● TASK TO CARRY OUT: Transcribe exactly each line of the entries, from the opening line to the line with "reg = <0x5f>;", with both of those lines included.

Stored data
**********

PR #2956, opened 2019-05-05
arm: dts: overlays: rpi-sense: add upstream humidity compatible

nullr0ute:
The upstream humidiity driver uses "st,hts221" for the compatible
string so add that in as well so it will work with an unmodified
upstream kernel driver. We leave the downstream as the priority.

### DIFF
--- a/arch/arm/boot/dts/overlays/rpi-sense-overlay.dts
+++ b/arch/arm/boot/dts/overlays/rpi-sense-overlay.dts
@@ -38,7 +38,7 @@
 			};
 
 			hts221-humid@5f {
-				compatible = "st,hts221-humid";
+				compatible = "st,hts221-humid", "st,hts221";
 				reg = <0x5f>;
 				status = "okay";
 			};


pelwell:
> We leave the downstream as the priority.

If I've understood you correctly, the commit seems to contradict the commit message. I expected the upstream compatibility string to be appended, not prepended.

**********

● EXERCISE RESULT:
PR #2956, opened 2019-05-05
arm: dts: overlays: rpi-sense: add upstream humidity compatible

nullr0ute:
The upstream humidiity driver uses "st,hts221" for the compatible
string so add that in as well so it will work with an unmodified
upstream kernel driver. We leave the downstream as the priority.

### DIFF
--- a/arch/arm/boot/dts/overlays/rpi-sense-overlay.dts
+++ b/arch/arm/boot/dts/overlays/rpi-sense-overlay.dts
@@ -38,7 +38,7 @@
 			};
 
 			hts221-humid@5f {
-				compatible = "st,hts221-humid";
+				compatible = "st,hts221-humid", "st,hts221";
 				reg = <0x5f>;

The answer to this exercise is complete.